While you lose the terrifying aspect of boss fights and bad guys, you gain a much more frightening atmosphere. Isometric games allow you to envision the entire space which in Bioshock'˜s case is as horrific as it is mysterious; Rapture, a decrepit underwater city. Imagine viewing entire rooms leaking with water, your protagonist alone in a massive room merely a small part of the entire picture. Although the high ceilings and echoes give off the sense of an open space, there's an ever-looming sense of claustrophobia.
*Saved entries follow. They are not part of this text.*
PR #5150, opened 2020-12-28
Support for ignoring tests when running valgrind

wiredfool:
Before we can add valgrind as an experimental docker test target, we need to have all of the tests passing or known ignored.

This adds:

* a pytest configuration for ignoring the error when pytest-valgrind isn't installed. 
* Ignores the tiff_additional_metadata test, because we're sending some illogical values to it. 

WIP -- there are more tests to investigate.

### DIFF
--- a/Tests/conftest.py
+++ b/Tests/conftest.py
@@ -24,7 +24,7 @@ def pytest_configure(config):
         warnings.simplefilter("error")
         try:
             getattr(pytest.mark, "valgrind_known_error")
-        except:
+        except Exception:
             config.addinivalue_line(
                 "markers",
                 "valgrind_known_error: Tests that have known issues with valgrind",
--- a/Tests/conftest.py
+++ b/Tests/conftest.py
@@ -10,3 +10,18 @@ def pytest_report_header(config):
             return out.getvalue()
     except Exception as e:
         return f"pytest_report_header failed: {e}"
+
+def pytest_configure(config):
+    # We're marking some tests to ignore valgrind errors and XFAIL them.
+    # Ensure that the mark is defined even in cases where pytest-valgrind isn't installed
+
+    import pytest
+    import warnings
+
+    with warnings.catch_warnings():
+        warnings.simplefilter("error")
+        try:
+            getattr(pytest.mark, "valgrind_known_error")
+        except:
+            config.addinivalue_line("markers",
+                                    "valgrind_known_error: Tests that have known issues with valgrind")
--- a/Tests/conftest.py
+++ b/Tests/conftest.py
@@ -11,17 +11,22 @@ def pytest_report_header(config):
     except Exception as e:
         return f"pytest_report_header failed: {e}"
 
+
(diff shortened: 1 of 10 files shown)


Tests/conftest.py
```diff
@@ -10,3 +10,18 @@ def pytest_report_header(config):
...
+    # Ensure that the mark is defined even in cases where pytest-valgrind isn't installed
+
+    import pytest
+    import warnings
+
+    with warnings.catch_warnings():
+        warnings.simplefilter("error")
+        try:
+            getattr(pytest.mark, "valgrind_known_error")
+        except:
```
hugovk, line 25: ?
```suggestion
        except AttributeError:
```

Tests/test_file_libtiff.py
```diff
@@ -185,6 +185,7 @@ def test_write_metadata(self, tmp_path):
             for field in requested_fields:
                 assert field in reloaded, f"{field} not in metadata"
 
+    @pytest.mark.valgrind_known_error(reason="Known Invalid Metadata")
```
hugovk, line 188:
```suggestion
    @pytest.mark.valgrind_known_error(reason="Known invalid metadata")
```

Tests/conftest.py
```diff
@@ -10,3 +10,18 @@ def pytest_report_header(config):
             return out.getvalue()
     except Exception as e:
         return f"pytest_report_header failed: {e}"
+
+def pytest_configure(config):
+    # We're marking some tests to ignore valgrind errors and XFAIL them.
+    # Ensure that the mark is defined even in cases where pytest-valgrind isn't installed
+
+    import pytest
+    import warnings
```
hugovk, line 19: These could go at the top of the file.

Tests/conftest.py
```diff
@@ -10,3 +10,18 @@ def pytest_report_header(config):
             return out.getvalue()
     except Exception as e:
         return f"pytest_report_header failed: {e}"
+
```
radarhere, line 13:
```suggestion


```
Lint fix

Tests/conftest.py
```diff
@@ -10,3 +10,18 @@ def pytest_report_header(config):
...
+    import pytest
+    import warnings
+
+    with warnings.catch_warnings():
+        warnings.simplefilter("error")
+        try:
+            getattr(pytest.mark, "valgrind_known_error")
+        except:
+            config.addinivalue_line("markers",
+                                    "valgrind_known_error: Tests that have known issues with valgrind")
```
radarhere, line 27:
```suggestion
            config.addinivalue_line(
                "markers",
                "valgrind_known_error: Tests that have known issues with valgrind"
            )
```
Lint fix

Tests/conftest.py
wiredfool: I don't think it's an attribute error, as it's catching a warning thrown by pytest which hooks the getattr to specifically avoid an attribute error.

PR #5151, opened 2020-12-29
Updated openjpeg to 2.4.0

radarhere:


nulano:
The release notes include "Many bug fixes (including security fixes)".

Is this worth mentioning in the Pillow release notes (e.g. wheels now include OpenJpeg 2.4.0 which has several security fixes)?

For reference, the full changelog is here: https://github.com/uclouvain/openjpeg/blob/v2.4.0/CHANGELOG.md#v240-2020-12-28

radarhere:
Ok, sure - I've created PR #5152, since that's technically about the pillow-wheels PR, not this change.
I don't know that it's anything unusual though - looking at https://github.com/uclouvain/openjpeg/blob/v2.4.0/NEWS.md, every release since 2.1.1 has had 'security fixes'.

PR #5155, opened 2020-12-30
Document and add tests for SBIX color font support

nulano:
In #4955 I missed that FreeType 2.5.1 added SBIX font support, this PR adds tests and corrects the documentation / 8.0.0 release notes. The font is from https://github.com/RoelN/ChromaCheck (MIT license), I couldn't find any other fonts that were under 15MB.

Also some minor formatting cleanup of the other color font tests.

FreeType release notes: https://sourceforge.net/projects/freetype/files/freetype2/2.5.1/


Tests/test_imagefont.py
```diff
@@ -918,6 +918,46 @@ def test_cbdt_mask(self):
...
+            font = ImageFont.truetype(
+                "Tests/fonts/chromacheck-sbix.woff",
+                size=300,
+                layout_engine=self.LAYOUT_ENGINE,
+            )
+
+            im = Image.new("RGB", (400, 400), "white")
+            d = ImageDraw.Draw(im)
+
+            d.text((50, 50), "\uE901", embedded_color=True, font=font)
```
radarhere, line 933:
```suggestion
            d.text((50, 50), "\uE901", font=font, embedded_color=True)
```
Minor suggestion - because `font` comes before `embedded_color` in the argument list.

Tests/test_imagefont.py
```diff
@@ -918,6 +918,46 @@ def test_cbdt_mask(self):
...
+
+            with Image.open("Tests/images/chromacheck-sbix.png") as expected:
+                assert_image_similar(im, expected, 1)
+        except IOError as e:
+            assert str(e) in ("unimplemented feature", "unknown file format")
+            pytest.skip("freetype compiled without libpng or unsupported")
```
radarhere, line 939: What exactly does 'or unsupported' mean?

nulano: The tests are a direct copy of the `test_cbdt...` tests, I no longer remember what is the difference. :/ It might be a left-over from before I added the version check, but I'm not sure. Or it might be referring to a version of FreeType compiled with libpng included but CBDT (or in this case SBIX and WOFF) disabled.

I'll change it to `...or without SBIX support`.

hugovk:
> The font is from [RoelN/ChromaCheck](https://github.com/RoelN/ChromaCheck) (MIT license), I couldn't find any other fonts that were under 15MB.

I was going to say 15 MB is too big (the sdist is currently 45 MB) and we could move it instead to https://github.com/python-pillow/pillow-depends, but `chromacheck-sbix.woff` is only 740B?

nulano:
> > The font is from [RoelN/ChromaCheck](https://github.com/RoelN/ChromaCheck) (MIT license), I couldn't find any other fonts that were under 15MB.
> 
> I was going to say 15 MB is too big (the sdist is currently 45 MB) and we could move it instead to https://github.com/python-pillow/pillow-depends, but `chromacheck-sbix.woff` is only 740B?

I meant that all other fonts I could find were 15 MB or larger, not that this specific font is large :smile:. I would have preferred to use a font more complicated than just a single rectangle, but couldn't find anything small enough.

hugovk:
Ah great! Well let's get the merge conflict resolved and this merged!

nulano:
> Ah great! Well let's get the merge conflict resolved and this merged!

Resolved.

hugovk (approved):

nulano:
> GitHub App like Mergify are not allowed to merge pull request where .github/workflows is changed.

Because I changed (fixed) a comment in the workflow... 😕

PR #5159, opened 2020-12-30
Makefile updates

wiredfool:
* Set the default goal to something unsurprising.
* Remove obsolete target (co)
* Add the lint target.


Makefile
```diff
@@ -109,3 +102,9 @@ test:
 .PHONY: readme
 readme:
 	python3 setup.py --long-description | markdown2 > .long-description.html && open .long-description.html
+
+
+.PHONY: lint
+lint:
+	tox --help > /dev/null || pip install tox
```
hugovk, line 109: We use pip like this elsewhere in the Makefile:


```suggestion
	tox --help > /dev/null || python3 -m pip install tox
```

Let's also put the make commands in roughly alphabetical order to make them easier to find, and add a help entry for lint:

```sh
$ make help
Welcome to Pillow development. Please use `make <target>` where <target> is one of
  clean              remove build products
  coverage           run coverage test (in progress)
  doc                make html docs
  docserve           run an http server on the docs directory
  html               to make standalone HTML files
  inplace            make inplace extension
  install            make and install
  install-coverage   make and install with C coverage
  install-req        install documentation and test dependencies
  install-venv       install in virtualenv
  release-test       run code and package tests before release
  test               run tests on installed pillow
  upload             build and upload sdists to PyPI
  upload-test        build and upload sdists to test.pythonpackages.com
```

wiredfool:
```
install-venv:
        virtualenv .
        bin/pip install -r requirements.txt
```

It's 1:1 for `python3 -m pip install` vs `pip install`, though to be fair, I think this is an artifact of the original usage, and I'd argue against both this and the inplace target on a general objection to mucking up the source tree. (though, I do understand that it's potentially used for some coverage or automated thing. )

Do we have a handle on what people are actually using from this makefile?

hugovk: Other than the release checklist commands (`release-test`, `sdist`) I mainly only use `doc` and `clean`.

hugovk: https://snarky.ca/why-you-should-use-python-m-pip/ is the reason for `python3 -m pip`, mostly important for the docs as we often get bug reports caused by installing for a different interpreter.

Similarly, I have earlier had problems with `python` in by the Makefile pointing to Python 2, not 3.

hugovk (approved):
isort could be handy for lint-fix too

wiredfool:
Yeah, anything that just fixes it is good.

Makefile
wiredfool: Also, I'm not a fan of sorting the rules alphabetically, I'd rather group them by purpose. 

(especially as there are some new ones coming in that are 1 public, and several dependent ones)

Makefile
```diff
@@ -47,7 +40,9 @@ help:
 	@echo "  install            make and install"
 	@echo "  install-coverage   make and install with C coverage"
 	@echo "  install-req        install documentation and test dependencies"
-	@echo "  install-venv       install in virtualenv"
+	@echo "  install-venv       (deprecated) install in virtualenv"
+	@echo "  lint	       	    run the lint checks"
+	@echo "  lint-fix 	    run black to (mostly) fix lint issues."
```
radarhere, line 45:
```suggestion
	@echo "  lint-fix 	        run black to (mostly) fix lint issues."
```
Match up with the other lines.

Makefile
```diff
@@ -47,7 +40,9 @@ help:
 	@echo "  install            make and install"
 	@echo "  install-coverage   make and install with C coverage"
 	@echo "  install-req        install documentation and test dependencies"
-	@echo "  install-venv       install in virtualenv"
+	@echo "  install-venv       (deprecated) install in virtualenv"
+	@echo "  lint               run the lint checks"
+	@echo "  lint-fix           run black to (mostly) fix lint issues."
```
radarhere, line 45:
```suggestion
	@echo "  lint-fix           run black and isort to (mostly) fix lint issues."
```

With Bioshock Infinite, the opposite could be said. You're able to see the bustle of Columbia; its citizens going about their day as if quantum physics and stolen babies are the last things on their minds. You also gain a grand sense of scale and beauty the game's architecture offers. The city in the sky is a beautifully crafted beast, with massive and grandiose statues that serve to inspire Columbia's citizens. We also would be able to conceive just how intricate the sky around Columbia is with hundreds of different airships making their way through the floating city's airspace. We also can't forget about the skyline. From a third-person view, it must look like an incredibly jumble of planned chaos. Unlike the rapture-based Bioshock games, an isometric Infinite provides a sense of beauty that's uniquely different from its normal first-person state. It's not until we get into the city's underbelly that we find the horrors.
Yes, more isometric, please.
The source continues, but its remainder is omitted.